Local author Catherine Lim offered a possible reason as to why this would be so in a December 2006 Straits Times article. She critiqued the PAP government's approach towards handling the media, arguing that its leaders are not tolerant of elements present in liberal democracies, including a press that is free to publish whatever it deems fit for publication.
"It is their intense dislike of the noise, messiness and mayhem that often come with political dissent. A government that prides itself on its serious, no-nonsense style simply cannot tolerate an opponent who flaunts the very opposite attributes - flamboyance, histrionics, impudence. The demagogue and the rabble-rouser will never be allowed a place in Singapore politics. If there is anything that the PAP leaders have against liberal democracy, it is the system's tolerance of the strident individualism seen in opportunistic political activists. Noisy street demonstrations, face-offs with the police, raucous name-calling and fist fights in Parliament - nothing, in the eyes of the PAP leaders, can be more demeaning to the serious business of running a country, or more damaging to social order" (Lim, 2006)

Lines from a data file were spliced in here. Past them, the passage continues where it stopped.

PR #11092, opened 2026-05-16
[5/5] Handle remote codebase auto-index follow-ups

moirahuang:
## Description

1. Allow for going from no auto indexing of repo -> auto starting indexing when the setting gets changed. Calling out that even if indexing hasn't happened for the repo, the agent knows that it has the search codebase tool available to itself (this is true for local)
2. Pass the number of allowed indexed repos

## Testing
Added unit tests + local tests
- [x] I have manually tested my changes locally with `./script/run`

### Screenshots / Videos
https://www.loom.com/share/a2e572c9338e43d0b329ef241256b91d

## Agent Mode
- [x] Warp Agent Mode - This PR was created via Warp's AI Agent Mode

CHANGELOG-BUG-FIX: Fix remote codebase indexing incremental sync and queued-status reporting for indexes that do not actually start.

_Conversation: https://staging.warp.dev/conversation/cdd3638d-f1c3-479f-ab50-f62018beee7e_
_Run: https://oz.staging.warp.dev/runs/019e2e95-b78f-79f5-892a-56aa7d09b25a_
_This PR was generated with [Oz](https://warp.dev/oz)._

PR #10985, opened 2026-05-15
[2/5] remote codebase indexing telemetry

moirahuang:
## Description
Add telemetry for remote codebase indexing

## Testing

- [ ] I have manually tested my changes locally with `./script/run`

## Agent Mode
- [x] Warp Agent Mode - This PR was created via Warp's AI Agent Mode

PR #10981, opened 2026-05-15
[1/5] [Remote codebase indexing] pass embedding configs through

moirahuang:
## Description
Passing embedding configs through for remote codebase indexing

Also made a small update to the refresh icon for remote envs to distinguish when there's already an index vs. when we need to create an index

## Testing
Added unit tests + locally tested
- [x] I have manually tested my changes locally with `./script/run`

### Screenshots / Videos
Screenshot 2026-05-14 at 8 17 05 PM

## Agent Mode
- [x] Warp Agent Mode - This PR was created via Warp's AI Agent Mode

PR #11093, opened 2026-05-16
[3/5] Reduce duplicate remote codebase index status pushes

moirahuang:
## Description
Reduces duplicate codebase indexing notifications by 1) updating `push_all_codebase_index_statuses` to instead only push for 1 repo as `push_codebase_index_status_update` 2) dedupe on the status sent

## Testing
Added unit tests + locally tested

### Screenshots / Videos
https://www.loom.com/share/d20fe6af4a2e40acbbf0fb8f2194aeaa

## Agent Mode

### DIFF
--- a/app/src/remote_server/server_model.rs
+++ b/app/src/remote_server/server_model.rs
@@ -40,10 +40,10 @@ use super::proto::{
     get_fragment_metadata_from_hash_response, resolve_conflict_response, run_command_response,
     save_buffer_response, server_message, write_file_response, Abort, Authenticate, BranchInfo,
     BufferEdit, BufferUpdatedPush, ClientMessage, CloseBuffer, CodebaseIndexStatus,
-    CodebaseIndexStatusState, CodebaseIndexStatusUpdated, CodebaseIndexStatusesSnapshot,
-    DeleteFile, DeleteFileResponse, DeleteFileSuccess, DiscardFilesError, DiscardFilesResponse,
-    DiscardFilesSuccess, DropCodebaseIndex, ErrorCode, ErrorResponse, FailedFileRead,
-    FileContextProto, FileOperationError, FragmentMetadata as ProtoFragmentMetadata,
+    CodebaseIndexStatusUpdated, CodebaseIndexStatusesSnapshot, DeleteFile, DeleteFileResponse,
+    DeleteFileSuccess, DiscardFilesError, DiscardFilesResponse, DiscardFilesSuccess,
+    DropCodebaseIndex, ErrorCode, ErrorResponse, FailedFileRead, FileContextProto,
+    FileOperationError, FragmentMetadata as ProtoFragmentMetadata,
     FragmentMetadataLookupError as ProtoFragmentMetadataLookupError,
     FragmentMetadataLookupErrorCode, GetBranchesError, GetBranchesResponse, GetBranchesSuccess,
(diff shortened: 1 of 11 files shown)


app/src/remote_server/server_model.rs
```diff
@@ -216,6 +238,15 @@ pub struct ServerModel {
...
     diff_states: ModelHandle<RemoteDiffStateManager>,
+    /// Last remote codebase index status sent through the server protocol.
+    ///
+    /// The local index manager can emit several internal events for one
+    /// externally-visible status change. For example, finishing an incremental
+    /// sync can update sync state, persist index metadata, and then update sync
+    /// state again, while all three events serialize to the same remote
+    /// `Stale` status. This cache keeps that internal event fan-out from
+    /// becoming duplicate remote pushes.
+    last_pushed_codebase_index_statuses: HashMap<String, CodebaseIndexStatusPushKey>,
```
moirahuang: here i thought about if we can avoid emitting multiple events that are triggering the logs but since each of the events are important, i landed on it being better to dedupe so we only log once per change

moirahuang:
* **#11092** <a href="https://app.graphite.com/github/pr/warpdotdev/warp/11092?utm_source=stack-comment-icon" target="_blank">Graphite</a>
* **#11094** <a href="https://app.graphite.com/github/pr/warpdotdev/warp/11094?utm_source=stack-comment-icon" target="_blank">Graphite</a>
* **#11093** <a href="https://app.graphite.com/github/pr/warpdotdev/warp/11093?utm_source=stack-comment-icon" target="_blank">Graphite</a> 👈 <a href="https://app.graphite.com/github/pr/warpdotdev/warp/11093?utm_source=stack-comment-view-in-graphite" target="_blank">(View in Graphite)</a>
* **#10985** <a href="https://app.graphite.com/github/pr/warpdotdev/warp/10985?utm_source=stack-comment-icon" target="_blank">Graphite</a>
* **#10981** <a href="https://app.graphite.com/github/pr/warpdotdev/warp/10981?utm_source=stack-comment-icon" target="_blank">Graphite</a>
* `master`


<h2></h2>

app/src/settings_view/code_page.rs
```diff
@@ -199,7 +199,7 @@ impl CodeSettingsPageView {
             .count();
 
         ctx.subscribe_to_model(&index_manager, |me, index, event, ctx| {
-            if let CodebaseIndexManagerEvent::SyncStateUpdated = event {
+            if let CodebaseIndexManagerEvent::SyncStateUpdated { .. } = event {
```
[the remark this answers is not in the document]
kevinyang372: This seems valid?

app/src/remote_server/server_model.rs
kevinyang372: The main thing I think that's worth thinking through here is whether this dedupe logic should actually live in the codebase index manager layer rather than the server model

Like should we instead check if the codebase index state has changed in the manager before emitting SyncStateUpdated? That will better solve this case but prevent other unnecessary re-rendering cases when the state actually hasn't changed too

kevinyang372 (approved):
Approving to unblock

app/src/remote_server/server_model.rs
moirahuang: yeah, moved to the manager now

Another reason offered by Lim was the fact that the party is vindicated through its victories at the elections, which point to quality and having the best leaders in the ranks. Hence, the tight controls are an affirmation of the party's strength as well as a signal to those outside that the tiny city-state is far from being weak (Lim, 2006).
This, she remarked, was a key component in the PAP government's policy, which has been practised since independence and looks likely to continue for the foreseeable future.

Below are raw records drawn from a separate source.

PR #11097, opened 2026-05-16
When opening a cloud agent convo, attach to existing session if there is one.

zachbai:
Fixes a number of issues with continuing cloud agent conversations.

1. When opening a cloud agent conversation - if the conversation is still running and has an active shared session, proactvely attach to the session. Previously we (implicitly, uniformly) assumed that the cloud agent conversation is inactive, and for a submitted user query, would assume that it needs to start a new task execution instead of just being sent as input to the existing shared session.
2. There wa a race condition arising from a misaligned assumption about follow-up requests synchronously moving tasks to IN_PROGRESS - the server does _not_ do this - the status change to IN_PROGRESS is async. So after sending a follow-up request, dont assume the task is already marked in progress, and tolerate a stale terminal task state while we poll for updated task state (up to 10x, ~30s)

Separately, also includes a fix for the pending user query occasionally staying visible even after the session starts - we were previously relying on exact query equality between the pending query and the actual user query streamed in from the shared session, which is a bad assumption (the server may add additional prompting to the query, and this comparison may fail).


zachbai:
* **#11097** <a href="https://app.graphite.com/github/pr/warpdotdev/warp/11097?utm_source=stack-comment-icon" target="_blank">Graphite</a> 👈 <a href="https://app.graphite.com/github/pr/warpdotdev/warp/11097?utm_source=stack-comment-view-in-graphite" target="_blank">(View in Graphite)</a>
* `master`


<h2></h2>

moirahuang (approved):

PR #11101, opened 2026-05-16
Add model reasoning level for codex.

liliwilson:
## Description

This PR adds a few improvements to the model selector for third-party cloud agents:
- Add reasoning levels for codex models—we set up the reasoning level by writing to `model_reasoning_effort` in the codex config
- Make sure we show the third-party model selector during environment setup, rather than an unrelated model choice
- Make sure the `default` option is always accessible via the dropdown

## Testing

Tested locally with different harnesses and model selection choices.

### Screenshots / Videos

Loom attached to the associated server PR: https://github.com/warpdotdev/warp-server/pull/11224

## Agent Mode

### DIFF
--- a/app/src/ai/ambient_agents/task.rs
+++ b/app/src/ai/ambient_agents/task.rs
@@ -79,6 +79,16 @@ pub struct HarnessConfig {
     /// The model to use with this harness. None means use the harness default.
     #[serde(default, skip_serializing_if = "Option::is_none")]
     pub model_id: Option<String>,
+    /// Optional reasoning level for harnesses that support it.
+    #[serde(default, skip_serializing_if = "Option::is_none")]
+    pub reasoning_level: Option<String>,
+}
+
+#[derive(Clone, Debug, Serialize, Deserialize, PartialEq, Eq)]
+pub struct HarnessModelConfig {
+    pub model_id: String,
+    #[serde(default, skip_serializing_if = "Option::is_none")]
+    pub reasoning_level: Option<String>,
 }
 
 impl HarnessConfig {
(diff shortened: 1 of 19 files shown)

Academician Cherian George, however, opines that it is due to a stark difference in political values. Critics are mainly in favour of the American press system because "the press is seen as a pure expression of democracy". Legally, the American press is protected from the government, which is assumed in the American political context to harbour undemocratic tendencies despite being chosen by the electorate (George, 2002).
But this is reversed in the Singapore context. The PAP leaders believe that the elected government is the embodiement of democratic expression. Hence, all action where possible, must be taken to protect it from the harms of the unelected press, which is susceptible to commercialism, myopic ideology and even the inflated egos of journalists (George, 2002).
This analysis can be seen in a viewpoint articulated by Lee.
"Foreign correspondents are free to report what they like. There is no censorship but they must not interfere in national affairs. Singapore reporters are free to criticise in Singapore newspapers, but no one is free to use the Singapore press to sabotage or thwart the primacy of purpose of an elected government. That is the job of a political party, not a newspaper. Singapore newspapers can report criticisms of the government by rival political parties but should not become propaganda sheets for them unless they state they are party papers" (Chew, 1987, as quoted in Seow, 1998).